GraphMAD: Graph Mixup for Data Augmentation using Data-Driven Convex Clustering
This work addresses the problem of limited training data for graph classification tasks, offering a domain-specific solution that is incremental in advancing graph mixup techniques.
The paper tackled the challenge of data augmentation for graph data by developing a novel nonlinear mixup mechanism that projects graphs onto a latent space using graphons and applies convex clustering, resulting in significant improvements in graph classification on benchmark datasets.

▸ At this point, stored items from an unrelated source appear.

Issue #3361, opened 2020-07-27
Disable Recent Weather in 1.30.0


rajadain:
And enable it in staging afterwards.

From the clients:

> * The NLDAS data may present some problems for users in comparing with other climate data (this is a modeled product that is very different from the 1960-1990 actual weather data
we may ask that this does not get deployed at this point...how difficult is it to turn that off/remove from what is deployed, but leave it on staging for us to further interrogate??

PR #3362, opened 2020-07-27
Disable Recent Weather

rajadain:
## Overview

The NLDAS dataset is modeled, not observed, which may need further explanation to differentiate from Default Weather.

Will be enabled on staging after this for further consideration.

Connects #3361 

### Demo

image

## Testing Instructions

* Open the weather data dialog
  - [ ] Ensure you don't see Recent Weather in the Available Data dropdown


rajadain:
Thanks for taking a look, and catching the other issue!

We develop a novel data-driven nonlinear mixup mechanism for graph data augmentation and present different mixup functions for sample pairs and their labels. Mixup is a data augmentation method to create new training data by linearly interpolating between pairs of data samples and their labels. Mixup of graph data is challenging since the interpolation between graphs of potentially different sizes is an ill-posed operation. Hence, a promising approach for graph mixup is to first project the graphs onto a common latent feature space and then explore linear and nonlinear mixup strategies in this latent space. In this context, we propose to (i) project graphs onto the latent space of continuous random graph models known as graphons, (ii) leverage convex clustering in this latent space to generate nonlinear data-driven mixup functions, and (iii) investigate the use of different mixup functions for labels and data samples. We evaluate our graph data augmentation performance on benchmark datasets and demonstrate that nonlinear data-driven mixup functions can significantly improve graph classification.